Futures Trading — The Close

You have heard it before, “Gold Closed $2.50 higher today” the talking heads on TV reading off their teleprompter. For most people it’s just an interesting tidbit, even for most futures traders the ‘close’ seems to be an arbitrary number. But the close is so much more.


For futures trading done on the exchange (I’m going to focus only on the CME) all volume, trades and prices are reported. Unlike FX this allows futures trading to be closely monitored and subject to more stringent rules.

When traders talk about ‘the close’ they are most likely referring to the period in which the day’s settlement price is determined. Our example above ‘GCK’ (the active gold futures contract on COMEX) settles by a volume weighted average price, VWAP, measurement between 1:29 and 1:30 pm Eastern Time. All electronic trades placed through GLOBEX (part of the CME) in the active month’s contract for gold are taken to calculate the VWAP rounded to the nearest tick. This is your daily settlement.

Settlement Comparisons

I personally find it interesting how much importance is attached to the settlement price by retail traders and daily news outlets. For institutions the settle is critical because it can affect their hedging schedules, commodity index averages as well provide contractual triggers for derivatives.

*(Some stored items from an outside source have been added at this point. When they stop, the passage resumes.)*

PR #800, opened 2025-11-12
chore: bump to go 1.25.0 and bump controller-gen to v0.19.0

bschaatsbergen:
Closes #802

When running `make build`, `make deploy-kind` or `make test` I kept running into the same issue:
 ```console
$ make build
test -s /Users/bschaatsbergen/github/bschaatsbergen/kro/bin/controller-gen && /Users/bschaatsbergen/github/bschaatsbergen/kro/bin/controller-gen --version | grep -q v0.16.2 || \
        GOBIN=/Users/bschaatsbergen/github/bschaatsbergen/kro/bin go install sigs.k8s.io/controller-tools/cmd/controller-gen@v0.16.2
# golang.org/x/tools/internal/tokeninternal
../../../go/pkg/mod/golang.org/x/tools@v0.24.0/internal/tokeninternal/tokeninternal.go:64:9: invalid array length -delta * delta (constant -256 of type int64)
make: *** [/Users/bschaatsbergen/github/bschaatsbergen/kro/bin/controller-gen] Error 1
```

After some digging, I found the cause was related to the `controller-gen` version we pin in the `Makefile`. The build error was caused by an incompatibility between Go 1.25.4 and the old controller-gen version (v0.16.2), which depended on an outdated `golang.org/x/tools@v0.24.0` that doesn't compile with newer Go versions (1.25.x).

[The previous controller-gen version (v0.16.2) was built for Go 1.22](https://github.com/kubernetes-sigs/controller-tools/blob/v0.16.2/go.mod#L3), which is now past its LTS support window. 
The newer version of controller-tools (v0.19.0) uses `golang.org/x/tools@v0.36.0`, which is [pinned to Go 1.24](https://github.com/kubernetes-sigs/controller-tools/blob/v0.19.0/go.mod#L3) (our current project requirement) and Go 1.25+.

### DIFF
--- a/Makefile
+++ b/Makefile
@@ -10,6 +10,17 @@ KO_PUSH ?= true
 KO_LOCAL ?= true
 export KIND_CLUSTER_NAME ?= kro
 
+# Adapted from etcd-operator and k/k:
+# Set the GOTOOLCHAIN to force the toolchain defined in go.mod
+GOTOOLCHAIN ?= auto
+ifeq (auto,$(GOTOOLCHAIN)) # User didn't specify the GOTOOLCHAIN, or is set to auto.
+ifeq (,$(FORCE_HOST_GO)) # User didn't provide FORCE_HOST_GO, use go.mod's toolchain
+    export GOTOOLCHAIN=$(shell grep '^toolchain go' go.mod | cut -d' ' -f2)
+else # User provided FORCE_HOST_GO, use the local version
+    export GOTOOLCHAIN=local
+endif
+endif
+
 GIT_TAG ?= dirty-tag
 GIT_VERSION ?= $(shell git describe --tags --always --dirty)
 GIT_HASH ?= $(shell git rev-parse HEAD)


jakobmoellerdev:
hmm strange unit failure, maybe related to the cov tool its looking for. could be that were missing runner sh wrap like i introduced in the e2e kind test, but just a guess for now..

bschaatsbergen:
> hmm strange unit failure, maybe related to the cov tool its looking for. could be that were missing runner sh wrap like i introduced in the e2e kind test, but just a guess for now..

The build breaks due to a Go 1.25 toolchain switching [bug](https://github.com/golang/go/issues/75031) where auto-downloaded toolchains can't locate the `covdata` tool. If you look closely at the Prow logs you notice:
> go: no such tool "covdata" 

This is an upstream Go bug. We're able to work around it by forcing `GOTOOLCHAIN` to match the version in `go.mod`.

I suspect that when Go automatically downloads toolchains to resolve version mismatches between local environments and the `go.mod` `toolchain` directive, it fetches a minimal runtime that lacks certain tools, either due to a bug or by design (not sure which). In our case, the auto-downloaded Go 1.25.4 toolchain was missing the `covdata` tool, causing the unit test Prow job to fail with no such tool `"no such tool 'covdata'"` errors. By explicitly setting `GOTOOLCHAIN` to match the version specified in `go.mod`, we ensure that Go uses a complete, locally installed toolchain that includes all required tools.

The etcd-operator team, among others, encountered the same issue: https://github.com/etcd-io/etcd-operator/pull/196#issuecomment-3250392465

a-hilaly:
Nice sleuthing @bschaatsbergen ! Thank you so much!
/lgtm

PR #810, opened 2025-11-13
Delete unused metadata functions

tjamet:
There are several functions in `pkg/metadata/groupversion.go` that were left unused over time.

With this commit, we aim at giving better clarity about what is actually used.

In addition, there is a simplification opportunity with `GVKtoGVR` and `metadata.GetResourceGraphDefinitionInstanceGVk`

The only place where we used it was in the builder to then provide it to `GVKtoGVR`

In other terms, we were doing `gvr := metadata.GVKtoGVR(metadata.GetResourceGraphDefinitionInstanceGVK(group, apiVersion, kind))` which is strictly equivalent to `gvr := metadata.GetResourceGraphDefinitionInstanceGVR(group, apiVersion, kind)`

TO further clean unused `pkg/metadata` methods, use directly `gvr := metadata.GetResourceGraphDefinitionInstanceGVR(group, apiVersion, kind)` This helps identify that the `Plurilize` function is only used for RGD resources where users only exposes a `kind` that KRO declines into `singular` and `plural` to match Kubernetes' CRD

```
  names:
    plural: crontabs
    singular: crontab
    kind: CronTab
```

This helps solving issues like #683

### DIFF
--- a/pkg/graph/builder.go
+++ b/pkg/graph/builder.go
@@ -465,7 +465,7 @@ func (b *Builder) buildInstanceResource(
 	// CRD declarations.
 
 	// The instance resource is a Kubernetes resource, so it has a GroupVersionKind.
-	gvk := metadata.GetResourceGraphDefinitionInstanceGVK(group, apiVersion, kind)
+	gvr := metadata.GetResourceGraphDefinitionInstanceGVR(group, apiVersion, kind)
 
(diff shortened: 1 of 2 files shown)


tjamet:
As shown below, there is no use of the deleted functions:
image

PR #1267, opened 2026-04-23
KREP-025 Propagation Rate Limit

michaelhtm:
Add design proposal for propagation rate limiting

### DIFF
--- a/docs/design/proposals/propagation-rate-limit.md
+++ b/docs/design/proposals/propagation-rate-limit.md
@@ -1,0 +1,246 @@
+# Propagation Rate Limit
+
+## Problem
+
+When a new GraphRevision becomes Active, the RGD controller re-registers the
+instance microcontroller, which enqueues every existing instance for
+re-reconciliation. Every instance resolves to the latest revision on its next
+reconcile, and each reconcile applies every resource in the graph via
+server-side apply.
+
+The SSA patch itself is cheap. The problem is what it causes downstream. When
+an RGD image field changes, every instance's Deployment spec changes, which
+triggers a new ReplicaSet, which terminates old pods and schedules new ones,
+which pulls images and fires readiness probes. For an RGD with 500 instances
+and 3 Deployments each, that's 1500 concurrent pod rollouts hitting the
+scheduler, the node autoscaler, and the image registry simultaneously.
+
+There is no mechanism to pace how quickly instances begin transitioning. The
+blast radius is always 100%.
+
+## Proposal
+
+Control propagation with a single parameter that defines how many instances are
+admitted to a new revision per unit of time:
+
+```yaml
+metadata:
+  annotations:
+    kro.run/propagation-rate: "10/m"
+```
+
+Meaning: release up to 10 instances per minute. Every minute, the controller
+releases the next batch of up to 10 pending instances. The downstream effects
+(pod rollouts, scheduling, image pulls) are spread over time instead of hitting
+all at once.
+
+Format: `"<count>/<unit>"` where unit is `s` (second), `m` (minute), or `h`
+(hour). When unset, all instances transition immediately (current behavior).
+
+### Why time-based rate limiting
+
+A concurrency limiter (max-in-flight) bounds how many instances are
+mid-transition simultaneously. But kro's SSA apply completes fast — the
+instance "lands" (label updates) within seconds. Slots free quickly and the
+limiter burns through the entire fleet in minutes. The downstream effects (pod
+scheduling, image pulls, node autoscaling) continue long after the slot was
+freed. A concurrency limiter doesn't bound the actual cluster load.
+
+What matters is the **admission rate** — how quickly new instances start
+transitioning, regardless of how fast prior ones finish. A time-based rate
+directly controls this: "my cluster can handle 10 instance transitions per
+minute" is a statement about scheduler and node capacity, not about kro's
+reconcile throughput.
+
+### Configuration
+
+**Annotation** on the RGD (per-RGD override):
+
+```yaml
+metadata:
+  annotations:
+    kro.run/propagation-rate: "10/m"
+```
+
+**Controller flag** (cluster-wide default when annotation is absent):
+
+```
+--propagation-default-rate=""
+```
+
+**Precedence:**
+
+```
+effective = annotation if present, else flag if non-empty, else unset
+
+unset -> unlimited (current behavior)
+```
+
+The flag acts as a default, not a ceiling — the annotation always wins. A
+ceiling flag can be added later without breaking changes (see Future work).
+
+**Validation:**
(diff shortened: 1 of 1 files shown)


docs/design/proposals/propagation-rate-limit.md
```diff
@@ -0,0 +1,660 @@
...
+
+### Design details
+
+The rate limit is modeled as a bucket with two parameters. The *burst size* is
+the bucket capacity, meaning the maximum number of instances that can be
+in-flight (transitioning) at any time. It also governs how many instances are
+released on the first cycle. The *fill rate* controls how many new instances are
+released per subsequent cycle as in-flight slots free up. Together these produce
+a "fast start, steady pace" shape. When only one parameter is set, the other
+defaults to the same value, collapsing to a flat rate.
```
NicholasBlaskey: I'm not sold on these two parameters being necessary

It feels like we are leaking the token bucket implementation into the customer experience

fill rate vs burst size feels like not super useful or intuitive ways to control this rate. I'm not sure why I would ever want a initial burst, it feels more like I would want the opposite an initial slowdown gradually increasing

docs/design/proposals/propagation-rate-limit.md
```diff
@@ -0,0 +1,660 @@
...
+restart.
+
+#### Instance ordering
+
+Instances are processed in a deterministic order using a rotation scheme seeded
+by the target revision number:
+
+1. Sort all instances by creation timestamp ascending (older instances first).
+2. Namespace/name lexicographic as tiebreaker for identical timestamps.
+3. Rotate the sorted list by `targetRevision % len(instances)` positions.
```
NicholasBlaskey: What is the benefit of this algorithm compared to like sorting by hashing `namespace+name+revision`?

It seems strange we are still having a determined order

docs/design/proposals/propagation-rate-limit.md
michaelhtm: yea you're right. I think maybe just a max-propagation count would be enough?
cc: @JamesGAWS

docs/design/proposals/propagation-rate-limit.md
michaelhtm: i'd say using creationTimestamp is more predictable..

docs/design/proposals/propagation-rate-limit.md
```diff
@@ -0,0 +1,660 @@
...
+Deleted instances are skipped when encountered in the stored order. They do not
+consume batch budget. The propagation loop naturally excludes them because the
+informer cache no longer contains them. Aggregate counts adjust accordingly —
+if the deleted instance was pending, the total pending count decreases.
+
+**Instance updated during propagation.**
+
+User-initiated spec changes to an instance (e.g., changing a field on the
+custom resource) do not affect propagation ordering or batch budget. The
+instance's position in the stored order is unchanged. If the instance is pending,
```
NicholasBlaskey: does this mean we lock out the user updates to an instance applying until it is propagated?

michaelhtm: no, instance updates still occur, the RGD changes are the ones we limit

docs/design/proposals/propagation-rate-limit.md
```diff
@@ -0,0 +1,660 @@
...
+This is an operational concern: the cluster operator understands system capacity
+and API server pressure, and needs a knob to cap concurrent change, independent
+of any future rollout policy the platform team might define.
+
+## Goals
+
+- Give cluster operators a way to cap how many instances transition to a new
+  revision at a time, reducing blast radius during rollouts.
+- Provide two intuitive parameters: a burst size (initial capacity) and a fill
+  rate (steady-state pace), so operators can shape the rollout curve.
```
cheeseandcereal: What do these mean? What are the units? If I put 1,2, how does that actually translate to the rollout, how long there is between, etc?

docs/design/proposals/propagation-rate-limit.md
```diff
@@ -0,0 +1,660 @@
...
+- **Annotations:** `kro.run/propagation-max-burst-size` and
+  `kro.run/propagation-fill-rate` on the RGD resource.
+- **Controller flags:** `--propagation-default-max-burst-size` and
+  `--propagation-default-fill-rate` as cluster-wide defaults when the
+  annotations are absent.
+- **Feature gate:** `PropagationRateLimit` (Alpha, default disabled).
+
+These provide an operator-imposed ceiling on in-flight propagation. When a new
+revision is Active, the burst size caps how many instances can be dispatched in
+the first cycle, and the fill rate caps how many new instances are released per
```
NicholasBlaskey: there feels to be a third parameter which is important but implicit here and that is how often are we running cycles. 

This is now tied to reconciles right? 

Is this a constant time or could a user artificially speed up cycles by issuing updates to an RGD (no ops that trigger reconciles)? 

It almost feels like tying physic calculations in a game to the frame rate. If we double the reconcile rate I don't think users would necessarily want their instances to suddenly release faster.

I wonder if we need to expose this as a fixed configurable time interval too.

JamesGAWS: Rate limiting decouples updates from reconciles.  Reconciles won't do work unless they are allowed to progress by the rate limiter. If reconciliation slows due to resource constraints, rate limiting will allow subsequent reconciliation at a higher rate for a period of time to allow KRO to "catch up".

docs/design/proposals/propagation-rate-limit.md
JamesGAWS: Rate and burst are concepts independent from the token bucket algorithm (although token buckets are a good way to implement them). Burst exists not only to allow a jump start at the beginning, but also to allow some room for reconciliation to "catch up" if it temporarily slows during processing.

docs/design/proposals/propagation-rate-limit.md
```diff
@@ -0,0 +1,660 @@
...
+post-restart cycle dispatches up to `burst_size` instances. If previously
+in-flight instances have already landed (label updated) but the Released map
+was lost, these slots appear free and new instances are released on top of the
+ones that already transitioned. The overshoot is bounded by `burst_size`,
+occurs only once after restart, and self-corrects on the next cycle when
+in-flight counts are recomputed from labels. This is acceptable for an Alpha
+feature and is consistent with Kubernetes Deployment controller behavior on
+restart.
+
+#### Instance ordering
```
JamesGAWS: Can we consider a comparator instead? It's a relatively simple and common pattern to allow users to chose their own ordering. We can also consider providing "built in" comparators for users who don't want fine grained ordering control. Best example here I can think of is a `random` comparator for users who don't care about ordering.

michaelhtm:
Solving rate limiting https://github.com/kubernetes-sigs/kro/pull/1259, by eventually supporting `time.Now()` in CEL
/close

The settle doesn’t reflect important market highlights throughout the day which are important for smaller traders. It doesn’t tell you the high, it doesn’t tell you the low, it only captures one small aspect of the day’s range. In fact, I have seen days where the difference day over day on the settle was less than $.30, just 3 ticks. Yet the daily range was nearly $30 in gold, around 300 ticks. If you are only looking at settles you leave out a lot of information important to the market.

I’ve been using gold as an example but WTI, Brent, all softs (agricultural products) and virtually everything that is traded as a futures contract has a settlement procedure.

Trading the Close

If you trade a specific market long enough you can get a ‘feel’ for how the day’s close will resolve. Will gold rally into the close? Will it sell off? I’d argue trading around the close for each market is often a completely separate discipline than trading the future over longer periods even within the same instrument.

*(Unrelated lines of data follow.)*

PR #1268, opened 2026-04-23
Fix collection deletion with CEL errors in forEach identity paths

NicholasBlaskey:
Avoid depending on ```GetDesiredIdent``` in deletion path for collections.

For a collection that fails to resolve like 
```
apiVersion: kro.run/v1alpha1
kind: ResourceGraphDefinition
metadata:
  name: workers
spec:
  schema:
    apiVersion: v1alpha1
    kind: Workers
    spec:
      count: integer

  resources:
    - id: pods
      forEach:
        - i: ${lists.range(schema.spec.count)}
      template:
        apiVersion: v1
        kind: Pod
        metadata:
          name: ${"pod-" + string(i / 0)}
          namespace: ${schema.metadata.namespace}
        spec:
          containers:
            - name: app
              image: nginx
```
deletion would hang forever

This also occurs if you go over the max collection size. Prevent this by just relying on labels instead of relying on desired identity. 

Note this is also something that may be worth considering for all nodes. We could instead rely on node-id instead of needing to resolve the cel expression in name for regular resources.

### DIFF
--- a/pkg/controller/instance/deletion.go
+++ b/pkg/controller/instance/deletion.go
@@ -16,6 +16,8 @@ package instance
 
 import (
 	"fmt"
+	"slices"
+	"strconv"
 
 	apierrors "k8s.io/apimachinery/pkg/api/errors"
 	metav1 "k8s.io/apimachinery/pkg/apis/meta/v1"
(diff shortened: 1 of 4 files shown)


pkg/runtime/node.go
```diff
@@ -284,13 +284,8 @@ func (n *Node) resolve(mode resolveMode) (result []*unstructured.Unstructured, e
 func (n *Node) DeleteTargets() ([]*unstructured.Unstructured, error) {
 	switch n.Spec.Meta.Type {
 	case graph.NodeTypeCollection, graph.NodeTypeResource:
-		desired, err := n.GetDesiredIdentity()
```
NicholasBlaskey, line 287: I wasn't sure of the intention of this original code.

I am not sure if it was just for ordering or also is trying to provide another level of safety that we aren't deleting a collection item that is no longer referenced, but deleting the item feels more correct to me

pkg/controller/instance/deletion.go
```diff
@@ -78,6 +80,26 @@ func (c *Controller) planNodesForDeletion(
...
+			}
+			if len(items) == 0 {
+				state.SetDeleted()
+				continue
+			}
+			sortByCollectionIndex(items)
+			node.SetObserved(items)
+			state.SetInProgress()
+			deletionNode = node
+			continue
```
michaelhtm, line 101: nit: what's the point of setting deletionNode if we continue?

pkg/controller/instance/deletion.go
michaelhtm, line 106: should we consider calling GetDesiredIdentity where it's needed? Then we can move the collection logic in the switch case?

michaelhtm (commented):
Thanks @NicholasBlaskey 
left a few comments below

pkg/controller/instance/deletion.go
NicholasBlaskey: I tried this and it ends up being more complicated because we need to duplicate a lot of logic across switch cases

pkg/controller/instance/deletion.go
NicholasBlaskey: This is matching the logic in the switch. We do return the deletionNode at the end when we are looping so this isn't a noop

PR #1269, opened 2026-04-24
Fix validation marker overwriting other XValidations

NicholasBlaskey:
An RGD like this will overwrite the immutable validation and not respect it
```
 apiVersion: kro.run/v1alpha1
  kind: ResourceGraphDefinition
  metadata:
    name: app-with-immutable-status
  spec:
    schema:
      apiVersion: v1alpha1
      kind: Application
      spec:
        status: string | immutable=true validation="self.matches('^(pending|active|done)$')"
    resources:
      - id: configmap
        template:
          apiVersion: v1
          kind: ConfigMap
          metadata:
            name: ${schema.metadata.name}-config
          data:
            status: ${schema.spec.status}
            name: ${schema.spec.name}
```

Switch to using append to catch this case

### DIFF
--- a/pkg/simpleschema/markers.go
+++ b/pkg/simpleschema/markers.go
@@ -309,9 +309,10 @@ func applyValidationMarker(schema *extv1.JSONSchemaProps, marker *Marker) error 
 	if strings.TrimSpace(marker.Value) == "" {
 		return fmt.Errorf("validation failed")
 	}
-	schema.XValidations = []extv1.ValidationRule{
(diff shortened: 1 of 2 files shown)


michaelhtm (approved):

jakobmoellerdev (commented):
/ok-to-test
/lgtm

jakobmoellerdev (approved):

michaelhtm (approved):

Some futures markets allow you the ability to buy or sell at TAS or trade at settle. This guarantees you the settlement price. Why would you want this? As a retail trader you can use this as your stop effectively pre-closing your position to be flat after the settle occurs. By doing so you allow yourself to try to beat VWAP during the settle. Beating VWAP is often more important to hedgers and commodity index traders since that is often how they are benchmarked.

Trading against the settle is just a different way to trade the same markets.

Some Settle Dynamics

Because of the way a lot of producer contracts are structured and written by major banks the settlement of a futures contract can often trade independently from the price action of the day. This is due to massive hedging volume needing to occur during the settle, a period of only 1-2 minutes for most futures contracts (you can look up exact daily settlement procedures on the CME’s website). Because of this, settlement price action tends to mirror itself closely on consecutive days during the month.

Trading closes often feels like trading a data release, except you don’t know what the data just came out. Sometimes the price action is clear and obvious and continues one way until the end of the close while others you need to sit back and stay out because the whipsaw is going to make VWAP virtually impossible to predict.

Next time you hear ‘Gold Closed $2.50 higher today” look a little bit deeper and see what really went on during the day’s close!

Nothing here should be taken as financial advice, views are the opinion of the writer, please consult your financial adviser on investment strategies suitable for you.